The disclosed system(s) address a problem in traditional electronic display techniques, namely, the technical problem of high reflectance and inefficiency in black metal layers for mixed reality LCD displays. The disclosed technologies and related methods solve this technical problem by providing a solution, namely, by providing for conductive metals for mixed reality liquid crystal display devices.

As used herein, the phrase “at least one of” preceding a series of items, with the terms “and” or “or” to separate any of the items, modifies the list as a whole, rather than each member of the list (i.e., each item). The phrase “at least one of” does not require selection of at least one item; rather, the phrase allows a meaning that includes at least one of any one of the items, and/or at least one of any combination of the items, and/or at least one of each of the items. By way of example, the phrases “at least one of A, B, and C” or “at least one of A, B, or C” each refer to only A, only B, or only C; any combination of A, B, and C; and/or at least one of each of A, B, and C.

To the extent that the terms “include,” “have,” or the like is used in the description or the claims, such term is intended to be inclusive in a manner similar to the term “comprise” as “comprise” is interpreted when employed as a transitional word in a claim. The word “exemplary” is used herein to mean “serving as an example, instance, or illustration.” Any embodiment described herein as “exemplary” is not necessarily to be construed as preferred or advantageous over other embodiments.

A reference to an element in the singular is not intended to mean “one and only one” unless specifically stated, but rather “one or more.” All structural and functional equivalents to the elements of the various configurations described throughout this disclosure that are known or later come to be known to those of ordinary skill in the art are expressly incorporated herein by reference and intended to be encompassed by the subject technology. Moreover, nothing disclosed herein is intended to be dedicated to the public regardless of whether such disclosure is explicitly recited in the above description.

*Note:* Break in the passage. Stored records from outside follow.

PR #4225, opened 2022-09-16
Make Harbinger behave like SACU's

Hdt80bro:
As https://github.com/FAForever/fa/pull/4218 points out, there's no good way to solve Harbingers stopping to reclaim with Attack-Move without an engine patch. This PR makes it happen by applying a new category, `SACU_BEHAVIOR`, to the Harbinger. This works due to https://github.com/FAForever/FA-Binary-Patches/pull/13 renaming the `SUBCOMMANDER` category to `SACU_BEHAVIOR` in the engine (and we prevent compatibility issues by automatically adding `SACU_BEHAVIOR` to any unit with `SUBCOMMANDER`). There are no other side-effects because Harbingers cannot rebuild structures.

### DIFF
--- a/lua/system/blueprints-units.lua
+++ b/lua/system/blueprints-units.lua
@@ -1,6 +1,10 @@
 --- Post process a unit
 ---@param unit Unit
 local function PostProcessUnit(unit)
+    if table.find(unit.Categories, "SUBCOMMANDER") then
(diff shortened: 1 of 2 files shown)


Garanas:
Communicated it to the balance team, great work on an alternative to removing it!

Garanas (approved):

While this specification contains many specifics, these should not be construed as limitations on the scope of what may be claimed, but rather as descriptions of particular implementations of the subject matter. Certain features that are described in this specification in the context of separate embodiments can also be implemented in combination in a single embodiment. Conversely, various features that are described in the context of a single embodiment can also be implemented in multiple embodiments separately or in any suitable subcombination. Moreover, although features may be described above as acting in certain combinations and even initially claimed as such, one or more features from a claimed combination can in some cases be excised from the combination, and the claimed combination may be directed to a subcombination or variation of a subcombination.

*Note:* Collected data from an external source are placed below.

PR #4226, opened 2022-09-17
Decouple UI intialization and laying out

Hdt80bro:
This PR introduces Layouter support for the `Layout()` pattern by having the Layouter call it on `End()`. This moves laying-out out of the initializer so that controls can be completely created before they're laid out--something very handy when `End()` requires the entire component hierarchy to be complete to function properly. This also eliminates the need for a component to layout itself to layout its children, and thus increases modularity. In addition, controls can now set their layout to depend on children attributes without needing to interlace their layouts in a confusing manner.

See the [documentation](https://github.com/Hdt80bro/fa/blob/layout-pattern/lua/maui/layouthelpers.lua#L1090-L1175) for more details.

### DIFF
--- a/engine/User/UserUnit.lua
+++ b/engine/User/UserUnit.lua
@@ -167,7 +167,7 @@ function UserUnit:IsIdle()
 end
 
 ---
----@param category moho.EntityCategory
+---@param category CategoryName
 ---@return boolean
 function UserUnit:IsInCategory(category)
 end
--- a/lua/lazyvar.lua
+++ b/lua/lazyvar.lua
@@ -2,6 +2,8 @@
 -- LazyVar module
 --
 
+---@alias Lazy<T> T | LazyVar<T> | fun(): T
+
 local TableInsert = table.insert
 
 local iscallable = iscallable
@@ -16,11 +18,9 @@ ExtendedErrorMessages = false
 local EvalContext = nil
 local WeakKeyMeta = { __mode = 'k' }
 
----@class LazyVar : Destroyable, OnDirtyListener
+---@class LazyVar<T> : {[1]?: T, compute?: fun(): T}, Destroyable, OnDirtyListener
 ---@operator call: fun(): any
----@field [1]? any
 ---@field busy? boolean
----@field compute function
 ---@field trace? string
 ---@field used_by table<LazyVar, boolean>
 ---@field uses table<LazyVar, boolean>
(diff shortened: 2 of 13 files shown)


Garanas:
@4z0t could you look into this? Then we can merge it later this week, for us all to experiment with.

4z0t:
At first glance I can tell that it is going to break lots of things of mine and some ui code in game since you totally removed previous code. Im gonna take a look deeply later.

4z0t:
I would suggest to create new file for it / add to existing

Hdt80bro:
Oh, I forgot that you originally added this for your UI mods. Yeah, I'll definitely revert those changes.

> I would suggest to create new file for it / add to existing

I really want to move the Layouter to a separate file, but that'd break it even more. Unless you're talking about making a separate Layouter file in addition to what we already have? I'd like to keep the repository unified, so I'd rather not.

Hdt80bro:
@4z0t There, now the only two things to discuss about what I added are:
  * If using the reused layouter without calling `:End()` should warn you when you try to reuse the layouter again to catch accidental interlacing layout errors (though it still works by returning a new Layouter)
  * If we want to keep the layouter attributes, in case we really do want to add typed layouters in a separate file like you were suggesting

4z0t:
When **End()** was added it was meant to be optional and even unnecessary thing and thats why I dont use it. Now you are making it mandatory, which causes all mods I made produce Warn logs.

4z0t:
Anyway It is ok for with this new pattern, however I'm afraid of **GetControl** and its behavior.

Hdt80bro:
> Now you are making it mandatory, which causes all mods I made produce Warn logs.

Yea, your mods will still work just fine, they'll just produce warnings now. If you don't want that we can remove that layer of validation (though I'd rather not) and make `End()` work purely to validate layout positions and call `Layout`.

> however I'm afraid of GetControl and its behavior

Can you elaborate? The idea is to make a Layouter behave like its control much more closely and extend support for other layout objects to have containing controls. I nearly added the `GetControl` bypass to the base layout helpers, but decided that it was redundant for the current Layouter utilization.

There was one other thing I wanted to added, but figured would have been too much right now--that was making the parent control in the layout helper functions default to the control's actual parent to reduce verbosity.

4z0t:
> Can you elaborate?
If control has a field **c** its gonna break.

Hdt80bro:
Ah yes, I was going to rename the field to something more agreeable but it didn't make it to this revision. How does `layoutControl` sound?

4z0t:
Mb not a field but an index like lazyvar does: `self[1]`?

Hdt80bro:
Oh that'd be an even easier way to break it then, especially if they try to pass in an array--interestingly, it would make LazyVars pointing to a control work for laying out though. Do we think it'd be better to check for the metatable or a control getter method? That begins to sound like a hack or a similar problem. I think with a field like `layoutControl`, if the object that's passed in has the same field defined as a Layouter then they probably want it to work on that control anyway. Duck typing for the win!

4z0t:
Zero index then? 😅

The subject matter of this specification has been described in terms of particular aspects, but other aspects can be implemented and are within the scope of the following claims. For example, while operations are depicted in the drawings in a particular order, this should not be understood as requiring that such operations be performed in the particular order shown or in sequential order, or that all illustrated operations be performed to achieve desirable results. The actions recited in the claims can be performed in a different order and still achieve desirable results. As one example, the processes depicted in the accompanying figures do not necessarily require the particular order shown, or sequential order, to achieve desirable results. In certain circumstances, multitasking and parallel processing may be advantageous. Moreover, the separation of various system components in the aspects described above should not be understood as requiring such separation in all aspects, and it should be understood that the described program components and systems can generally be integrated together in a single software product or packaged into multiple software products. Other variations are within the scope of the following claims.